35 years of FAA wildlife strike data reveals surprising patterns in how animals threaten commercial aviation — and what predicts the damage they cause.
Wildlife strikes have increased dramatically since 1990 as air traffic expanded. The data reveals clear seasonal, geographic, and species-based patterns.
Four regression models trained on 163,832 records to predict ordinal damage level (None → Minor → Possible → Substantial → Destroyed). All models achieved R² > 0.80.
K-Means clustering (K=4) on aircraft characteristics reveals distinct incident profiles. PCA explains 58% of variance in 2 dimensions.
A complete supervised and unsupervised learning pipeline built for Georgia Tech's regression analysis curriculum.
Downloaded 316,839 FAA wildlife strike records (1990–2025) from Kaggle. Identified columns with <30% missing values as viable features. Applied median imputation for numeric columns and "Unknown" fill for categoricals.
Ordinal encoded target variable DAMAGE_LEVEL as N=0, M=1, M?=2, S=3, D=4. Label encoded 8 categorical features. Selected 10 features based on domain relevance and data coverage threshold.
Trained Linear Regression, Ridge (CV α selection), and Lasso (CV α selection) on 163,832 training samples. Evaluated with RMSE and R². Random Forest provided feature importance rankings. All models achieved R² > 0.80.

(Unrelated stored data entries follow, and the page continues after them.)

PR #1800, opened 2020-12-18
Web Almanac 2020: Add web story for first chapter

swissspidy:
I used a small scraper script to download the story created in WordPress and adapt it for this site's structure. The markup is unfortunately not easy to read because it's all auto-generated from that story editor tool.

Not sure if it works though, as I couldn't test it. When I got the local site running and tried to access `http://127.0.0.1:8080/en/2020/stories/web-almanac-2020-page-content`, I get an `404 Not Found: Unsupported chapter requested` error.

See #1571

PR #1900, opened 2021-01-18
Update stories 2019 content

bazzadp:
The Web Stories added in #1800 and #1880 had 2019 data for two of the chapters as the 2020 chapters were not written yet.

They have since been written so this updates those stats with 2020 content. Not all the stats were updated in 2020 so sometimes had to choose different stats.

I've basically hacked the HMTL and CSS to get it to work so @swissspidy let us know if there's a better way to do this!

Diffs (old on the left, new on the right):


swissspidy:
Nice work!

> I've basically hacked the HMTL and CSS to get it to work so @swissspidy let us know if there's a better way to do this!

The alternative to this is updating the data in the editor and then preparing the stories again for inclusion here. But that would probably take more time than this and create worse diffs (due to auto-generated class names and things like that)

src/templates/en/2020/stories/page_content.html
```diff
@@ -1897,11 +1897,6 @@
                   </div>
                 </div>
               </div>
-              <div data-amp-original-style="position:absolute;pointer-events:none;left:31.79612%;top:95.79288%;width:70.87379%;height:2.26537%;opacity:1" class="amp-wp-ccac7d2">
-                <div id="el-c9dc151c-4749-4c14-b1c8-9a9fced0d640" data-amp-original-style="pointer-events:initial;width:100%;height:100%;display:block;position:absolute;top:0;left:0" class="amp-wp-a1b70b8">
-                  <p class="fill amp-wp-24c460b" data-amp-original-style="white-space:pre-wrap;overflow-wrap:break-word;word-break:break-word;margin:-0.6164383561643838% 0;font-family:'Lato',sans-serif;font-size:0.194175em;line-height:1.5;text-align:initial;padding:0% 0%;color:#000000"><span data-amp-original-style="color: #f7f779" class="amp-wp-66f5b53">*This chapter currently refers to data from 2019.</span></p>
-                </div>
-              </div>
```
swissspidy, line 1904: Nit: could remove the CSS referring to `amp-wp-ccac7d2`, `amp-wp-a1b70b8`, `amp-wp-24c460b`, and `amp-wp-66f5b53`

swissspidy: Ditto for the other story with the one removed paragraph

bazzadp: Yes for `amp-wp-ccac7d2` and `amp-wp-24c460b`

No for `amp-wp-a1b70b8` and `amp-wp-66f5b53` as still being used.

bazzadp: And did the other one now too.

Issue #1750, opened 2020-12-11
Translate content to Dutch


bazzadp:
These are the core templates - without which we cannot release any translated chapters. They are in the [language specific templates directory](https://github.com/HTTPArchive/almanac.httparchive.org/tree/main/src/templates):
- [ ] base.html - 
- [ ] base_chapter.html - 
- [ ] error.html - 
- [ ] 2019/base.html - 
- [ ] 2019/contributors.html - 
- [ ] 2019/index.html - 
- [ ] 2019/table_of_contents.html -
- [ ] 2020/base.html - 
- [ ] 2020/contributors.html - 
- [ ] 2020/index.html 2019 - 
- [ ] 2020/table_of_contents.html 

These are the chapters to be translated, in rough order of popularity. They exist in the [content directory](https://github.com/HTTPArchive/almanac.httparchive.org/tree/main/src/content):

**2020**
- [ ] performance - 
- [ ] cms - 
- [ ] capabilities -

**2019**
- [ ] javascript - 
- [ ] css - 
- [ ] seo - 
- [ ] performance -
- [ ] http2 - 
- [ ] markup - 
- [ ] third-parties - 
- [ ] fonts - 
- [ ] accessibility - 
- [ ] pwa - 
- [ ] cms - 
- [ ] security - 
- [ ] media - 
- [ ] mobile-web - 
- [ ] cdn - 
- [ ] ecommerce - 
- [ ] page-weight - 
- [ ] caching - 
- [ ] compression - 
- [ ] resource-hints - 

Additionally the following pages need translated too in the [language specific templates directory](https://github.com/HTTPArchive/almanac.httparchive.org/tree/main/src/templates):
- [ ] 2019/methodology.html -
- [ ] 2020/methodology.html - 
- [ ] accessibility_statement.html - 
- [ ] base_ebook.htm - 

There is no need to translate the chapters HTML pages are they are generated off the markdown combined with the above templates.

Please include "Makes progress on " in all pull requests so a link is created from the PR to this issue.

---

Common notes for writing consistency are here: https://github.com/HTTPArchive/almanac.httparchive.org/wiki/Translators'-Guide. Feel free to edit that and/or add Dutch-specific extras by editing this comment.

Dutch specific extra advice:

noah-vdv:
So the html files don't need to be translated right? Just the files under 2020, 2019 and additional files?

bazzadp:
The core html files DO need to be translated.

[...]

PR #1908, opened 2021-01-21
Remove TODO's from 2020 SEO and Resource Hints chapters

noah-vdv:
Removing some `TODO`'s from chapters noticed in #1750


bazzadp:
Could I ask one more favour @noah-vdv ? Could you remove line 243 and 244 from the Italian version of resource hints as part of this so line numbers stay in sync? Not sure how I didn't notice they'd added this extra line but suspect it was cause the total line numbers added up.

bazzadp (approved):
Thanks mate!

PR #1918, opened 2021-01-24
Move 2019.css to almanac.css

bazzadp:
Makes progress on #1558 

2019.css is. not just used for 2019 chapters and therefore it's name is confusing. This renames it to almanac.css and also adds a redirect in case anyone or anything tries to reference the old name.


bazzadp:
Linting errors are due to [a bug in GitHub super linter](https://github.com/github/super-linter/issues/1078)

PR #1942, opened 2021-01-30
Add typographic punctuation

### LINKED ISSUE #1485: Use of typographic quotes or "smart quotes" in the Web Almanac
Part of our [editing process](https://github.com/HTTPArchive/almanac.httparchive.org/wiki/Editors'-Guide#suggested-process) is to convert typographic (or so-called "smart" or "curly") quotes and apostrophe's to straight quotes (“ -> ", ” -> ", ‘ -> ', ’ -> ').

This has caught some authors by surprise so I want to make authors more aware of this, explain the reasoning, and also possibly open this up for discussion if we, as a project, want to change this. However I should caveat that last part, by saying that I do not believe now is the right time to make this change - we are all very busy trying to reach the finish line with less than a month to complete our chapters for the launch so do not believe we should be making this change before then for the reasons I'm about to give.

There are good reasons to use smart quotes (primarily, they look nicer), but there are also many good reasons not to use smart quotes. The Web Almanac uses the Google Developer Style Guide for the Web Almanac and [it recommends straight quote marks](https://developers.google.com/style/quotation-marks#straight-and-curly-quotation-marks) and gives reasons for this:

> __Straight and curly quotation marks__
>
> Most typefaces support two forms of quotation marks and apostrophes: straight marks and curly, or typographic, marks. Some tools, like Google Docs, automatically convert straight quotation marks and apostrophes to the curly versions as you type. However, our guidance is to always use straight quotation marks and straight apostrophes, for these reasons:
> 
> - It's easy to get the direction of curly quotation marks (especially apostrophes) wrong. Using straight marks avoids this problem.
> - Code requires straight marks.
> - Many writers use coding tools (for example, Subversion) for working directly with markup. Because these tools do not produce curly marks by default, the writer must manually insert the marks, which is error prone.

I'm not sure if you've even noticed this, but if look at many of Google's technical posts (e.g. [those on web.dev](https://web.dev/speed-tooling-evolutions-cds-2019/#field-data-(crux)-thresholds-adjusted-in-pagespeed-insights)) they use straight quotes. Similarly I'm not sure how many of you noticed the convention we use, despite having (presumably) read the 2019 edition.

Some more reasons to use this to supplement those:
- GitHub (where most of this project is managed) doesn't make the differences the most obvious
- It's MUCH easier to edit for consistency – just do 4 search and replaces (“ -> ", ” -> ", ‘ -> ', ’ -> ') to convert to straight quotes, but much, much harder to go the other way around. Especially when we do include code in our markdown that cannot handle quotes.
- Using straight quotes may not look as nice, but is not wrong. However, using the wrong curly quote (e.g. opening quotes, when you meant to use closing quotes) is wrong. Similarly switching between smart and plain quotes in within a chapter, or even within the Almanac is inconsistent and so also the wrong thing to do.
- Not all authors may use (or even be aware!) of these smart quotes which makes the editing process much harder. We want authors to concentrate on their writing and not items like this. At the same time, putting this burden on editors (who often get squeezed right at the end as timelines slip) is a large effort for them.
- The chapter must be written in Markdown which is much better handled in a code editor than a word processor. Typing these quotes in GitHub and code editors (which do not auto-convert) is more difficult and time consuming.
- While we advise to start writing in Google Docs (which automatically converts to the appropriate smart quote), not everyone does, and even when they do, substantial changes and edits happen in GitHub through pull requests and the like.
- Many, many, many people touch each chapter. From Authors, Reviewers, Editors, Translators (in many languages) to those random typo corrections we receive (and encourage).
- If we want to change this, we would need to revisit all the 2019 chapters to maintain consistency. A quick search shows 94 lines with double quotes, and 440 lines with single quotes in the English chapters alone, but due to the way we include paragraphs on a single line there will likely be multiple instances per line (at least opening and closing quotes for the double quotes anyway!). That's a huge effort.
- The final point may be controversial to the typography people in our team, but IMHO as a native English speaker, this really isn't that important in English (we'll get to other languages in a bit). 

Those are all good reasons for why we do what we do.

However, to present the arguments for the other side:
- It just looks nicer for those that do notice!
- We are primarily a written publication, rather than a coding website. We should strive for the best writing – including typography.
- We are an annual publication, so there are a limited chapters to manage here.
- We strive for excellence in just about every other way, from the experts we use, the data we scrutinise, the editing we do, the fast/accessible/quality website we build. So why not use the best quotes?
- We have typography experts involved who clearly care about this!
- We have allowed smart quotes in the translations. This is for several reasons: it's my opinion these are more important in other languages which make much more use of apostrophe's, accents and other typography, we are under much less time pressure for these, and a lot less hands touch these chapters (typical translation teams are 1,2 or even 3 people) who can all agree and monitor their own use of this.

I hope that explains a bit more background about this situation, it's pros and cons, and why we do what we do. I'm not 100% sure we've made the right decision here, and can see the arguments for both sides. However, I am also aware of the considerable effort to support this properly. I don't like to use my maintainer card often, but will raise it on this occasion, because we maintainers may feel the consequences of the issues expressed above well beyond the short-term pain of getting the English chapters live each year.

I'd be interested to hear other's opinions on this subject.

bazzadp:
Fixes #1485 

This converts simple quotes (" and ') to typographic quotes (“,”, and ‘’), sometimes know as curly quotes or smart quotes.

It does this using the [smartypants](https://www.npmjs.com/package/smartypants) library. I tried a few of these, and this one was the only one I could get working consistently as it ignores code formatting and comments.

Still needs a little fudging for our Jinja2 macros (figure markup) but actually quite clean.

I also fixed a lot of captions and descriptions to allow them to be typographic quotes too.

Currently it only handles English punctuation so translations for languages with different punctuation marks still need to convert.

### DIFF
--- a/src/content/en/2019/caching.md
+++ b/src/content/en/2019/caching.md
@@ -707,7 +707,7 @@ Lighthouse computes a score for each audit, ranging from 0% to 100%, and those s
 
 {{ figure_markup(
   image="fig21.png",
-  caption="Distribution of Lighthouse scores for the \"Uses Long Cache TTL\" audit for mobile web pages.",
+  caption='Distribution of Lighthouse scores for the "Uses Long Cache TTL" audit for mobile web pages.',
   description="A stacked bar chart 38.2% of websites get a score of < 10%, 29.0% of websites get a score between 10% and 39%, 18.7% of websites get a score of 40%-79%, 10.7% of websites get a score of 80% - 99%, and 3.4% of websites get a score of 100%.",
   chart_url="https://docs.google.com/spreadsheets/d/e/2PACX-1vT3GWCs19Wq0mu0zgIlKRc8zcXgmVEk2xFHuzZACiWVtqOv8FO5gfHwBxa0mhU6O9TBY8ODdN4Zjd_O/pubchart?oid=827424070&format=interactive"
   )
--- a/src/content/en/2019/compression.md
+++ b/src/content/en/2019/compression.md
@@ -336,7 +336,7 @@ Because the [HTTP Archive runs Lighthouse audits](./methodology#lighthouse) for 
 
 {{ figure_markup(
   image="fig11.png",
-  caption="Lighthouse \"enable text compression\" audit scores.",
+  caption='Lighthouse "enable text compression" audit scores.',
   description="Stacked bar chart showing 7.6% are costing less than 10%, 13.2% of sites are scoring between 10-39%, 13.7% of sites scoring between 40-79%, 2.9% of sites scoring between 80-99%, and 62.5% of sites have a pass with over 100% of text assets being compressed.",
   chart_url="https://docs.google.com/spreadsheets/d/e/2PACX-1vQNIyMEGYE_1W0OdFYLIKsxg6M3o_ZsTTuaX73Zzv6Alw4x4D6oH0jdg9BSgw-jy4E-MmX_Qaf-B98W/pubchart?oid=2048155673&format=interactive",
   width=760,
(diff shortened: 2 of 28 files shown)


bazzadp:
OK not surprising that template changes are too big with this, so going to ignore that failed test as that's the reason it failed.

PR #2031, opened 2021-02-24
Performance improvements to address layout shifts

bazzadp:
A bit of a refactor of the code to address some Core Web Vitals issues flagged in Google Search Console:

Core Web Vitals Screenshot from Google Search Console

It's complaining about Cumulative Layout Shift which is caused by a number of issues:

**Header shifts**
- The header loads without JavaScript initially and the fallback link buttons were a slightly different size than the actual buttons. So changed padding to bring them into line.
- Inlined a bit of JS after header loads to activate the buttons to further reduce this shift.

**Fonts**
- Fonts loading are causing a shift so added preload hints for the critical ones and [switch from `swap` to `block`](https://twitter.com/tunetheweb/status/1364278446311043073). With preload, load times don't really increase and there is less of a jarring shift as fonts fall back into place.
- Preload CSS before fonts as otherwise preloaded fonts incorrectly get highest priority [due to a bug in Chrome](https://bugs.chromium.org/p/chromium/issues/detail?id=788757).
- Add prefers-reduced-data checks to avoid loading fonts in this case (also to preload statements)
- Remove use of local fonts, [inline with Google Fonts change](https://twitter.com/googlefonts/status/1323363090969333762). This may seem counter intuitive but they hid the layout shifts on my machine or might have spotted them sooner. Plus with preload and prefers-reduced-data I think it's OK.

**JavaScript**
- The inlined JS was getting far to unwieldy so moved most of it to `chapter.js` and renamed it `almanac.js`. This should now be cached and compiled once, as users browser round the site rather than having to be recompiled on each page. It also consolidates our JS code in one place so easier to spot issues or optimisation opportunities
- Stop upgrading interactive figures if there are no interactive figures
- Moved Google Analytics script to the end of document
- Fixed an issue with the core web vitals script which meant it was not tracking these metrics in Google Analytics properly.

**CSS**
- Remove print stylesheet as it was tiny anyway, and just add to almanac.css, to avoid one more download


bazzadp:
Differences:

[2020 CSS chapter](https://www.webpagetest.org/video/compare.php?tests=210224_DiFZ_f04fbe8bac5fc00c3874826dfc2382bd%2C210223_DiMY_ba7386920761208d513af3c3d25067a5&highlightCLS=1&thumbSize=200&ival=500&end=visual) - had a big, almost full screen CLS and then later one, but that is much reduced:

CSS chapter webpagetest film strip comparison

CSS chapter webpagetest loading chart

[Home Page](https://www.webpagetest.org/video/compare.php?tests=210224_DiT3_1ff569b8d0b5073535628a7fd79ba8d2%2C210223_DiZ2_1abdd576362bb6cb7e5a315457c2e344&highlightCLS=1&thumbSize=200&ival=100&end=visual) had a big, almost full screen CLS and that's been eliminated completely and it now loads twice as fast:

Home page web page test film strip comparison

Home page loading graph

Issue #1044, opened 2020-07-16
Translate content into Turkish


bazzadp:
These are the core templates - without which we cannot release any translated chapters. They are in the [language specific templates directory](https://github.com/HTTPArchive/almanac.httparchive.org/tree/main/src/templates):
- [ ] base.html - 
- [ ] base_chapter.html - 
- [ ] error.html - 

**2020**
- [ ] base.html - 
- [ ] contributors.html - 
- [ ] index.html  - 
- [ ] table_of_contents.html - 

**2019**
- [ ] base.html - 
- [ ] contributors.html - 
- [ ] index.html  - 
- [ ] table_of_contents.html - 

These are the chapters to be translated, in rough order of popularity. They exist in the [content directory](https://github.com/HTTPArchive/almanac.httparchive.org/tree/main/src/content):

**2020**
- [ ] css - 
- [ ] javascript - 
- [ ] seo - 
- [ ] markup - 
- [ ] accessibility -
- [ ] cms - 
- [ ] performance - 
- [ ] security - 
- [ ] jamstack - 
- [ ] fonts - 
- [ ] mobile-web - 
- [ ] pwa - 
- [ ] http2 - 
- [ ] capabilities - 
- [ ] third-parties - 
- [ ] page-weight - 
- [ ] caching - 
- [ ] resource-hints - 
- [ ] privacy - 
- [ ] compression - 
- [ ] ecommerce - 
- [ ] media - 

**2019**
- [ ] javascript - 
- [ ] css - 
- [ ] seo - 
- [ ] performance - 
- [ ] http2 - 
- [ ] markup - 
- [ ] third-parties -
- [ ] fonts - 
- [ ] accessibility -
- [ ] pwa - 
- [ ] cms - 
- [ ] security - 
- [ ] media - 
- [ ] mobile-web - 
- [ ] cdn - 
- [ ] ecommerce - 
- [ ] page-weight - 
- [ ] caching - 
- [ ] compression - 
- [ ] resource-hints - 

Additionally the following pages need translated too in the [language specific templates directory](https://github.com/HTTPArchive/almanac.httparchive.org/tree/main/src/templates), but less important than core templates and chapters:
- [ ] accessibility_statement.html - 
- [ ] base_ebook.html- 
- [ ] 2019/methodology.html - 
- [ ] 2020/methodology.html - 

There is no need to translate the chapters HTML pages are they are generated off the markdown combined with the above templates.

[...]

PR #2104, opened 2021-03-29
Create Template Files for Turkish Translation

fatmabadri:
Makes progress on #1044

PR #2108, opened 2021-04-01
Turkish Translation-Template Files of 2019 and 2020 

fatmabadri:
Makes progress on #1044


fatmabadri:
Hi @bazzadp, 
The templates files of 2019/base.html, 2019/index.html, 2020/base.html  and 2020/index.html were translated. I have worked in the same branch which is the same branch of first PR. I also see same commits within this PR. I am not sure if there might be any issue.

bazzadp:
I've moved these files into #2104's branch as this branch appears to be a bit behind that.

PR #2720, opened 2021-12-13
Complete srcset resource densities section re-write

eeeps:
The old section was unintelligible to people without an intimate knowledge of how the srcset selection process works, and the analysis left the most important questions unanswered.

So I wrote a new query and re-wrote the section. If this is still unintelligible even to fairly technical folks, we should *definitely* just delete the section. I, personally, think it's much better than v1.


eeeps:
Moving to a PR against @tunetheweb's copy edit branch

PR #2726, opened 2021-12-14
A few nits

eeeps:
A few final (knock on wood) changes


eeeps:
fault → default is the only one that really, really, really needs to land

tunetheweb (approved):

PR #2730, opened 2021-12-15
Add Poppins Bold Italic fonts

VictorLeP:
My eagle eyes just _knew_ something was off :wink: 

Added the italic versions of the Poppins Bold fonts, as used in table headers. This means we do not fall back to the browser just slanting the regular version, which leads to uglier results.

Before:
poppins_italic_before

After:
poppins_italic_after


VictorLeP:
I only added the _bold_ italic versions for now, because lazy, and because I didn't see Poppins being used with any other font weights.

tunetheweb:
Fonts are too hard. Roll on variable fonts!

Thanks for this.

tunetheweb (approved):

PR #2740, opened 2021-12-18
CSS percentage correction

### LINKED ISSUE #2739: Issue with the 2021 css chapter
In the fragment

> While CSS-in-JS adoption grew to 3% of all pages crawled (a 1% jump from last year) [...]

you probably meant a _growth by 1 **percentage point**_, instead of _growth by 1%_. It's different.

GeekBoySupreme:
Updating the introduction to resolve #2739 
Replacing 1% with 1 percentage point.


tunetheweb:
@ksakae1216 I tried to add the same change in this PR to the Japanese translation using Google Translate. Could you check if I got it right?

ksakae1216 (approved):
Thanks, No problem.
LGTM!!

PR #2748, opened 2021-12-29
2021 SEO Chapter: fix rule in robots.txt

kartashovio:
I think this is a typo. User-agent set with `User-agent`, not with `Disallow`. [Documentation](https://developers.google.com/search/docs/advanced/robots/create-robots-txt).


tunetheweb (approved):
Agreed. At best it's a shortening of:

```
User-Agent: Googlebot
Disallow: /

User-Agent: *
Allow: /
```

But that's a bit of a mouthful to get into a sentence so agree with your proposed correction.

@patrickstox any concerns before I merge this?

PR #2787, opened 2022-01-26
2021 SEO Chapter: change figure description

kartashovio:
Invalid bar chart description. [Link to the bar chart](https://almanac.httparchive.org/en/2021/seo#image-loading-attributes).

`invalid` is not the value of the `loading` attribute, it is the case when an invalid attribute value was specified in the `img` tag. If you try searching the internet for `loading="invalid"`, you won't find anything.

Same with `loading="blank"`. In fact, we are talking about an empty attribute value.


tunetheweb (approved):
Agree. Thanks for that.

kartashovio:
@tunetheweb , thanks, it's interesting!

PR #2909, opened 2022-04-12
Update progress-tracker.yml

rviscomi:


.github/workflows/progress-tracker.yml
```diff
@@ -2,9 +2,9 @@ name: Progress Tracker
 
 env:
   # Update these environment variables every year
```
tunetheweb, line 4:
```suggestion
  # Update these environment variables every year
  # And check the tracker is enabled at: 
  # https://github.com/HTTPArchive/almanac.httparchive.org/actions/workflows/progress-tracker.yml
```

tunetheweb (approved):
LGTM.

Don't forget to re-enable the GitHub Action (I disable it at the end of every year to save it from needlessly running every time someone creates or updates and issue). Added a suggested comment.

PR #2918, opened 2022-04-23
Upgrade to SQLFluff 0.13.0 and add consistency check for quoted literals

tunetheweb:
We mostly use single quotes for literals, but not always. This PR changes to be consistent to prevent a new SQLFluff rule flagging (the other alternative is to turn off that rule, but think we should have consistency).

### DIFF
--- a/sql/.sqlfluff
+++ b/sql/.sqlfluff
@@ -130,3 +130,9 @@ blocked_words = None
 extended_capitalisation_policy = upper
 # Comma separated list of words to ignore for this rule
 ignore_words = None
+
+[sqlfluff:rules:L064]
+# Consistent usage of preferred quotes for quoted literals
+preferred_quoted_literal_style = single_quotes
+# Disabled for dialects that do not support single and double quotes for quoted literals (e.g. Postgres)
+force_enable = False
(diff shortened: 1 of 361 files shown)


rviscomi (commented):
I think there may be some valid cases to use double quotes, for example see JSON functions on fields with hyphens. Worth double checking that this doesn't break those types of queries.

rviscomi:
Actually it looks like the linter did a very nice job of keeping some valid double quote uses, like sql/2019/performance/07_20.sql

```sql
IFNULL(JSON_EXTRACT(payload, "$['_cpu.EvaluateScript']"), "0")
```

became:

```sql
IFNULL(JSON_EXTRACT(payload, "$['_cpu.EvaluateScript']"), '0')
```

rviscomi (approved):

tunetheweb:
Yeah it basically keeps any quotes within the quotes, and checks if it's shorter to escape or not:

```sql
IFNULL(JSON_EXTRACT(payload, "$['_cpu.EvaluateScript']"), '0')
IFNULL(JSON_EXTRACT(payload, '$[\'_cpu.EvaluateScript\']'), '0')
```

These should be equivalent but the first is shorter, and therefore easier to read, so it keeps that, even though it's not the preferred quoting style (single quotes).

There may well be some that has messed up, but I couldn't find any from some spot checks.

PR #2924, opened 2022-04-27
Ignore shortcut keys in search box

### LINKED ISSUE #2922: Previous/Next shortcut keys triggered in search box
We have a search box on our site.

We also have short cut keys to quickly skip through chapters:
- `p` goes to previous chapter
- `n` goes to the next chapter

StandardScaler normalization on 5 clustering features. Elbow curve analysis confirmed K=4 as optimal. PCA reduced to 2 dimensions for visualization (58% variance explained). Cluster profiles interpreted with Ollama LLM assistance.
Analysis run on a Linux PC (Intel i5-4590, NVIDIA GTX 1060 6GB) with GPU-accelerated Ollama for AI-assisted interpretation. Python data science stack with Jupyter notebooks. Website built in pure HTML/CSS/JS.